◆ What to work on
Report only the number of lines in this material that include "directory".

___

PR #602, opened 2021-04-06
Allow optional offset/length for "gen" entry

manzt:
Accounts for: https://github.com/intake/fsspec-reference-maker/pull/20

### DIFF
--- a/fsspec/implementations/reference.py
+++ b/fsspec/implementations/reference.py
@@ -190,7 +190,7 @@ class ReferenceFileSystem(AsyncFileSystem):
             for pr in products:
                 key = jinja2.Template(gen["key"]).render(**pr, **templates)
                 url = jinja2.Template(gen["url"]).render(**pr, **templates)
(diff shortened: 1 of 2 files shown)


fsspec/implementations/reference.py
```diff
@@ -190,10 +190,16 @@ def _process_references1(self, references):
             for pr in products:
                 key = jinja2.Template(gen["key"]).render(**pr, **templates)
                 url = jinja2.Template(gen["url"]).render(**pr, **templates)
-                offset = int(jinja2.Template(gen["offset"]).render(**pr, **templates))
-                length = int(jinja2.Template(gen["length"]).render(**pr, **templates))
-
-                self.references[key] = [url, offset, length]
+                if "offset" in gen and "length" in gen:
```
martindurant, line 193: Raise error if only one or the other is present `("offset" in gen) ^ ("length" in gen)` ?

martindurant:
Great. We should, in a future PR, actually start having some tests in here.

PR #604, opened 2021-04-08
Allow local, non-async FSs for references

martindurant:
Also introduces `template_overrides` kwargs, which will allow for easier testing


martindurant:
This opens the door to thorough testing with local files or MemoryFileSystem, but it means we should be sure to test an async backend too (i.e., HTTP, the only choice in this repo).

PR #606, opened 2021-04-09
Add tests for optional offset/length "gen" entry & optional "refs"

manzt:
Follow up to #602. Good idea to add tests. Optional `"refs"` wasn't implemented and is now added.


martindurant:
Right, `refs` was not originally optional, but `gen` might cover all keys.

PR #608, opened 2021-04-11
Fix support for symbolic links in `LocalFileSystem`

### LINKED ISSUE #591: `LocalFileSystem.isdir` inconsistent with `os.path.isdir` with symbolic links
We had a bit of a subtle bug here: https://github.com/PyTorchLightning/pytorch-lightning/pull/6730

Because `LocalFileSystem.info` returns `t: 'link'` for sym linked files / directories, `isdir` will always be false. This is inconsistent with the behaviour of `os.path.isdir` which follows sym links. We've been able to fix this by overriding `isdir` to just return `os.path.isdir`. I guess that this behaviour isn't intended? Not sure what the best fix is, overriding `isdir` works but is not the prettiest solution :smiley:

ethanwharris:
Fixes #591

- By returning `info['type'] = 'link'` for symbolic links, `LocalFileSystem.info` actually breaks more than just `isdir`, e.g. `isfile`, `walk` etc. are all affected too.
- This changes `LocalFileSystem.info['type']` to follow symlinks correctly and always give either `directory` or `file`.
- Adds an additional `LocalFileSystem.info['islink']` flag to enable checking for links without breaking the rest.

Let me know if this fix is acceptable, happy to implement an alternative if preferred :smiley:

### DIFF
--- a/fsspec/implementations/local.py
+++ b/fsspec/implementations/local.py
@@ -59,21 +59,17 @@ class LocalFileSystem(AbstractFileSystem):
     def info(self, path, **kwargs):
         path = self._strip_protocol(path)
         out = os.stat(path, follow_symlinks=False)
-        dest = False
-        if os.path.islink(path):
-            t = "link"
-            dest = os.readlink(path)
-        elif os.path.isdir(path):
+        if os.path.isdir(path):
             t = "directory"
         elif os.path.isfile(path):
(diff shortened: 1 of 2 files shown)


martindurant:
Yes, I think this is fine. You are right that it probably best to keep close to what `os` does.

___

◆ Written reply
2